In 2011, the founder, Robert Pennicott, circumnavigated Australia in a 5.4 metre inflatable dinghy, raising $300,000 for conservation and to assist Rotary’s efforts to eradicate polio. Other projects the Foundation has contributed to include eradicating feral cats from Tasman Island and rats from Big Green Island. Since the successful eradications, over 100,000 breeding seabirds are saved each year.
Pennicott Wilderness Journeys support their community through programs for local schools, learn to swim programs as well as numerous charities through donation and sponsorship.
Lady Elliot Island is a coral cay situated at the southern tip of the Great Barrier Reef.
Since the 1960’s custodians of the island have been driven to restore Lady Elliot Island back to its natural state. The island had nearly all its vegetation removed during a period when mined for guano. It now provides the nesting areas for the second highest diversity of seabirds on the Great Barrier Reef.

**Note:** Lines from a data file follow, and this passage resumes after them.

PR #689, opened 2022-06-15
GetMailInfo method to assist automatic email creation

tabascq:
Note: This doesn't work via CORS despite many attempts to get that to work. Accordingly, it only works when something like CustomHtmlPageLoader is used.

Also includes a change to the FilesController to pass arguments along, which will be necessary should anyone figure out the CORS part.


tabascq:
The many lines of changes to PuzzleApiController is due to a line endings issue. It doesn't look that extensive when whitespace changes are omitted. The only changes I made are to add the new GetMailInfoAsync method and the MailInfo class.

morganbr:
Can you please fix your line endings? It's hard to review and messes up history

tabascq:
I *did* fix line endings (because VS asked me to on opening this file). If you'd rather me leave them in a non-Windowsy state, I can do that. As noted above, the only things I actually changed here are to add the GetMailInfoAsync method and add the MailInfo class.

ServerCore/Pages/PuzzleApiController.cs
```diff
@@ -1,65 +1,97 @@
...
+        [HttpGet]
+        [Route("api/puzzleapi/getmailinfo")]
+        public async Task<ActionResult<MailInfo>> GetMailInfoAsync(string eventId, int puzzleId)
+        {
+            Event currentEvent = await EventHelper.GetEventFromEventId(context, eventId);
+            Team team = await UserEventHelper.GetTeamForCurrentPlayer(context, currentEvent, User, userManager);
+
+            MailInfo mailInfo = new MailInfo();
+
+            mailInfo.PuzzleName = await (from puzzle in context.Puzzles
```
morganbr, line 61: It would be good to check access to the puzzle

ServerCore/Pages/PuzzleApiController.cs
```diff
@@ -1,65 +1,97 @@
...
+                                         where puzzle.ID == puzzleId
+                                         select puzzle.Name).FirstOrDefaultAsync();
+            mailInfo.TeamName = team.Name;
+
+            // replace commas with semicolons for better email support
+            mailInfo.TeamContactEmail = team.PrimaryContactEmail.Replace(',', ';');
```
morganbr, line 67: Does this need a null check? I thought this was optional

ServerCore/Pages/PuzzleApiController.cs
```diff
@@ -1,65 +1,97 @@
...
+        /// Allows external puzzles to validate a team password
+        /// </summary>
+        /// <param name="teamPassword">Potential team password</param>
+        /// <returns>True if the password belongs to a team, false otherwise</returns>
+        [HttpGet]
+        [Route("api/puzzleapi/getmailinfo")]
+        public async Task<ActionResult<MailInfo>> GetMailInfoAsync(string eventId, int puzzleId)
+        {
+            Event currentEvent = await EventHelper.GetEventFromEventId(context, eventId);
+            Team team = await UserEventHelper.GetTeamForCurrentPlayer(context, currentEvent, User, userManager);
```
morganbr, line 57: What happens if the player isn't on a team in these scenarios?
1. Not signed up for this event
2. Author
3. Admin

morganbr (approved):

ServerCore/Pages/PuzzleApiController.cs
tabascq: Added some checks, thanks for the reminder!

ServerCore/Pages/PuzzleApiController.cs
tabascq: Probably, just added one

ServerCore/Pages/PuzzleApiController.cs
tabascq: Now verifies that you're on a team. No special handling of authors/admins, no need for such things.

In 2018, Lady Elliot Island was selected as the first ‘climate change ark’ through the Great Barrier Reef Foundation’s Reef Islands Initiative. This initiative brings the Resort, local businesses, Government, community and Traditional Owners together to fast-track the Island’s restoration through on ground and in water actions.
The current mission of the Gash Family, who manage the Resort, is “to be custodians of this pristine environment. To enable it to exist and be preserved as nature intended, while giving visitors the opportunity to experience it in an economically and ecologically viable way, without interfering with or having any adverse impact upon the long-term sustainability of the island’s unique ecosystem”.
Tourism that gives back
Sir David Attenborough’s latest documentaries implore on us that now is the time for action. As ‘the voice of nature’, Sir David sounds more like an environmental activist in his older age, using his global platform to spotlight the impact humans have on the nature world; “to restore stability to our planet, therefore, we must restore its biodiversity, the very thing we have removed. It is the only way out of this crisis that we ourselves have created”.

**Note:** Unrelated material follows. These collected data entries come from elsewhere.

PR #691, opened 2022-06-19
Create entries for Puzzle Safari 22.

davidggarber:


ServerCore/ServerCore.csproj
```diff
@@ -50,6 +50,7 @@
   <ItemGroup>
     <Folder Include="Areas\Identity\Data\" />
     <Folder Include="Content\" />
+    <Folder Include="wwwroot\images\ps22\" />
```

At Wildlife Wonders, through our social enterprise ecotourism model we acknowledge our role as a leader in our field and are committed to supporting others. We believe tourism can provide alternative funding models for conservation that break short-term funding cycles and engage travellers in a vision for a future which is wilder and where landscapes are cared for, forever.

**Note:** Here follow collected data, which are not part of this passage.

PR #701, opened 2022-06-30
Notify us on team merge

tabascq:
BCC the event contact email on team merges so we have a record.

### DIFF
--- a/ServerCore/Helpers/MailHelper.cs
+++ b/ServerCore/Helpers/MailHelper.cs
@@ -71,17 +71,17 @@ your email as the contact address for a team, then you also need to remove it on
     /// <summary>
     /// Send plaintext mail to a single person.
     /// </summary>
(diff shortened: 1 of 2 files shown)


ServerCore/Helpers/MailHelper.cs
```diff
@@ -71,17 +71,17 @@ private MailHelper(IConfiguration configuration, bool isDev)
     /// <summary>
     /// Send plaintext mail to a single person.
     /// </summary>
-    public void SendPlaintextOneAddress(string recipient, string subject, string body)
+    public void SendPlaintextOneAddress(string recipient, string subject, string body, string extraBcc = null)
```
morganbr, line 74: Consider IEnumerable in case we want to copy groups on mails (e.g. all authors of a puzzle or admins of the event)

morganbr (approved):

Leonie Foster is a Director of Wildlife Wonders. She has been a technical advisor for various Australian and international ecotourism projects including with Ecotourism Australia, developing the world’s first ecotourism destination certification for protected area management agencies and for the Government of Vanuatu, developing Vanuatu’s Tourism Accreditation Program.
She was an external collaborator of the United Nations World Tourism Organization working on best practice ecotourism within the Asia Pacific region as well as an Associate Lecturer in Responsible Tourism at UQ Business School and an independent auditor for Ecotourism Australia. Leonie is currently the Special Projects Manager at the Cambridge Conservation Initiative.